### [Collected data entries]
########
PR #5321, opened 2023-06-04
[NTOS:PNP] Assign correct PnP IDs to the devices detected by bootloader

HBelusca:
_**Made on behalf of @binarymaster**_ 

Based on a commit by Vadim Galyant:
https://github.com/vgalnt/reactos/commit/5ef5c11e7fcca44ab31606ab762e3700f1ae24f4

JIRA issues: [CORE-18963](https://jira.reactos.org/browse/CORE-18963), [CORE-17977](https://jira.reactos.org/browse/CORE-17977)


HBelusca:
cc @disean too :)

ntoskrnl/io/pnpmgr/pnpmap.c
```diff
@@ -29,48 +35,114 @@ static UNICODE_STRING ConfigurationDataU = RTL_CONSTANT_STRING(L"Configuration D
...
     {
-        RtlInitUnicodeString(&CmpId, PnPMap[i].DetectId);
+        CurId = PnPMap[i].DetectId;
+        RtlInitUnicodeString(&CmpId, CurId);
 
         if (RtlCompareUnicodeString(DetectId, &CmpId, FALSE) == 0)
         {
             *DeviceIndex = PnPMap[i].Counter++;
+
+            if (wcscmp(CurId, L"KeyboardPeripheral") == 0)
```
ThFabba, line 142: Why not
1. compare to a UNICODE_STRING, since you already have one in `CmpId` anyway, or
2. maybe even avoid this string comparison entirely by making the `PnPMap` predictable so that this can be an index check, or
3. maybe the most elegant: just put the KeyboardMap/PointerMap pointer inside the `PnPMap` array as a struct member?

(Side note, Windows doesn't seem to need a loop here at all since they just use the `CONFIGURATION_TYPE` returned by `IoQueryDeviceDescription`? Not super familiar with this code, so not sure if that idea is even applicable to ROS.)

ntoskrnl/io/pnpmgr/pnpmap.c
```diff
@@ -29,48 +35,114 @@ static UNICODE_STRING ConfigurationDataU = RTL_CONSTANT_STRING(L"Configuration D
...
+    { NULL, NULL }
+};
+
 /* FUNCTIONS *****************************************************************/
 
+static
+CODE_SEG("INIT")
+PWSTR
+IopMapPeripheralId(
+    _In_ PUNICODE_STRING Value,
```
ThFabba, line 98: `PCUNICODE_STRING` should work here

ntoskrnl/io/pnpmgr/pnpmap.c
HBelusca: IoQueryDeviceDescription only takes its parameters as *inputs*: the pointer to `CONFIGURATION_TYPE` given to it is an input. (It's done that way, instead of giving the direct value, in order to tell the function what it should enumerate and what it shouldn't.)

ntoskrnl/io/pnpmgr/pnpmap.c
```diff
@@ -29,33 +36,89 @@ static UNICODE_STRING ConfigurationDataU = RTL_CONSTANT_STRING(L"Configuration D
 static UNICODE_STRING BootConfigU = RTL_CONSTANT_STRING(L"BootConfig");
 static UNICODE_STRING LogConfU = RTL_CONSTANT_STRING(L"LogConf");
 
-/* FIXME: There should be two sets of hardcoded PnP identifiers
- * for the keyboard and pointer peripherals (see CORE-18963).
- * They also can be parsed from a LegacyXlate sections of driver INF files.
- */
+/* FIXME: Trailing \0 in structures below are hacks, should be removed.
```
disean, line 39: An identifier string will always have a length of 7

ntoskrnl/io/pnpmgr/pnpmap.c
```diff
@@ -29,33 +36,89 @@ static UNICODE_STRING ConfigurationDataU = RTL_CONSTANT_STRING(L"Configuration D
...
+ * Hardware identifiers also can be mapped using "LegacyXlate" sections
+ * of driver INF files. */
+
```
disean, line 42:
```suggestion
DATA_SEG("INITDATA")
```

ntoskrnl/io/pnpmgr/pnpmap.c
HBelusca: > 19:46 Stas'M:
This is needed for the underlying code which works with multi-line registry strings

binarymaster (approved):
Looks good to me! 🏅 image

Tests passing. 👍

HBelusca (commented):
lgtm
########
### [WHAT YOU ARE ASKED TO DO]
Print the records above exactly as written.

### [REPLY]
PR #5321, opened 2023-06-04
[NTOS:PNP] Assign correct PnP IDs to the devices detected by bootloader

HBelusca:
_**Made on behalf of @binarymaster**_ 

Based on a commit by Vadim Galyant:
https://github.com/vgalnt/reactos/commit/5ef5c11e7fcca44ab31606ab762e3700f1ae24f4

JIRA issues: [CORE-18963](https://jira.reactos.org/browse/CORE-18963), [CORE-17977](https://jira.reactos.org/browse/CORE-17977)


HBelusca:
cc @disean too :)

ntoskrnl/io/pnpmgr/pnpmap.c
```diff
@@ -29,48 +35,114 @@ static UNICODE_STRING ConfigurationDataU = RTL_CONSTANT_STRING(L"Configuration D
...
     {
-        RtlInitUnicodeString(&CmpId, PnPMap[i].DetectId);
+        CurId = PnPMap[i].DetectId;
+        RtlInitUnicodeString(&CmpId, CurId);
 
         if (RtlCompareUnicodeString(DetectId, &CmpId, FALSE) == 0)
         {
             *DeviceIndex = PnPMap[i].Counter++;
+
+            if (wcscmp(CurId, L"KeyboardPeripheral") == 0)
```
ThFabba, line 142: Why not
1. compare to a UNICODE_STRING, since you already have one in `CmpId` anyway, or
2. maybe even avoid this string comparison entirely by making the `PnPMap` predictable so that this can be an index check, or
3. maybe the most elegant: just put the KeyboardMap/PointerMap pointer inside the `PnPMap` array as a struct member?

(Side note, Windows doesn't seem to need a loop here at all since they just use the `CONFIGURATION_TYPE` returned by `IoQueryDeviceDescription`? Not super familiar with this code, so not sure if that idea is even applicable to ROS.)

ntoskrnl/io/pnpmgr/pnpmap.c
```diff
@@ -29,48 +35,114 @@ static UNICODE_STRING ConfigurationDataU = RTL_CONSTANT_STRING(L"Configuration D
...
+    { NULL, NULL }
+};
+
 /* FUNCTIONS *****************************************************************/
 
+static
+CODE_SEG("INIT")
+PWSTR
+IopMapPeripheralId(
+    _In_ PUNICODE_STRING Value,
```
ThFabba, line 98: `PCUNICODE_STRING` should work here

ntoskrnl/io/pnpmgr/pnpmap.c
HBelusca: IoQueryDeviceDescription only takes its parameters as *inputs*: the pointer to `CONFIGURATION_TYPE` given to it is an input. (It's done that way, instead of giving the direct value, in order to tell the function what it should enumerate and what it shouldn't.)

ntoskrnl/io/pnpmgr/pnpmap.c
```diff
@@ -29,33 +36,89 @@ static UNICODE_STRING ConfigurationDataU = RTL_CONSTANT_STRING(L"Configuration D
 static UNICODE_STRING BootConfigU = RTL_CONSTANT_STRING(L"BootConfig");
 static UNICODE_STRING LogConfU = RTL_CONSTANT_STRING(L"LogConf");
 
-/* FIXME: There should be two sets of hardcoded PnP identifiers
- * for the keyboard and pointer peripherals (see CORE-18963).
- * They also can be parsed from a LegacyXlate sections of driver INF files.
- */
+/* FIXME: Trailing \0 in structures below are hacks, should be removed.
```
disean, line 39: An identifier string will always have a length of 7

ntoskrnl/io/pnpmgr/pnpmap.c
```diff
@@ -29,33 +36,89 @@ static UNICODE_STRING ConfigurationDataU = RTL_CONSTANT_STRING(L"Configuration D
...
+ * Hardware identifiers also can be mapped using "LegacyXlate" sections
+ * of driver INF files. */
+
```
disean, line 42:
```suggestion
DATA_SEG("INITDATA")
```

ntoskrnl/io/pnpmgr/pnpmap.c
HBelusca: > 19:46 Stas'M:
This is needed for the underlying code which works with multi-line registry strings

binarymaster (approved):
Looks good to me! 🏅 image

Tests passing. 👍

HBelusca (commented):
lgtm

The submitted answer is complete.